Intensive blood pressure lowering reduces adverse cardiovascular outcomes among patients with high-normal glucose: An analysis from the Systolic Blood Pressure Intervention Trial database.

Pubmed ID: 29532983

Pubmed Central ID: PMC8031176

Journal: Journal of clinical hypertension (Greenwich, Conn.)

Publication Date: April 1, 2018

Affiliation: Division of Cardiovascular Medicine, Department of Medicine, University of Florida, Gainesville, FL, USA.

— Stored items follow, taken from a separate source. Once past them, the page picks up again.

PR #2663, opened 2016-07-19
Made table resize properly for all browser sizes

WChrisK:
This was needed since my changes caused it to fail on any different window size than my resolution. If I shrunk my window it would break everything, now the tables are a bit stretched but work great for any resolution (even insanely compressed screens too).

### DIFF
--- a/app/assets/stylesheets/peer_reviews.scss
+++ b/app/assets/stylesheets/peer_reviews.scss
@@ -2,44 +2,15 @@
 @import 'common/columns';
 
 .col-left {
-  width: 30%;
+  width: 40%;
+}
+
+.col-right {
+  width: 50%;
 }
 
 .col-center #icons {
   left: 45%;
-}
-
-.col-right {
-  width: 30%;
-}
-
-.new_group {
-  float: right;
-}
-
-.graders-to-criteria {
-  padding-bottom: 5px;
-}
-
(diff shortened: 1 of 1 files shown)


WChrisK:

Link: https://onlinelibrary.wiley.com/doi/pdf/10.1111/jch.13247

MeSH Terms: Humans, Male, Female, Aged, Cardiovascular Diseases, Risk Factors, Middle Aged, Hypertension, Blood Glucose, Antihypertensive Agents

Authors: Smith SM, Gong Y, Pepine CJ, Cooper-DeHoff RM, Handberg EM

Cite As: Gong Y, Smith SM, Handberg EM, Pepine CJ, Cooper-DeHoff RM. Intensive blood pressure lowering reduces adverse cardiovascular outcomes among patients with high-normal glucose: An analysis from the Systolic Blood Pressure Intervention Trial database. J Clin Hypertens (Greenwich) 2018 Apr;20(4):620-624. Epub 2018 Mar 13.

Studies:

Abstract

The objective of this analysis is to determine the effect of intensive (<120 mm Hg) versus standard (<140 mm Hg) systolic blood pressure (SBP) targets on cardiovascular (CV) outcomes among SPRINT participants with low-normal or high-normal fasting glucose (FG). We categorized the 5425 SPRINT participants with FG <100 mg/dL into 2 groups: <85 mg/dL (low-normal) and 85 to <100 mg/dL (high-normal). Among participants with low-normal glucose, there was no significant difference in the primary outcome (PO) between the 2 treatment arms (adjusted hazard ratio, HR: 1.27 (95% confidence interval [CI] 0.68-2.37, P = .46). However, the intensive SBP target was associated with 27% lower risk for the PO compared with the standard SBP target in those with high-normal glucose (HR 0.73, 0.57-0.93, P = .01). Our results indicate that hypertensive patients with high-normal FG may benefit from intensive SBP lowering, whereas benefits were inconclusive among those with low-normal FG.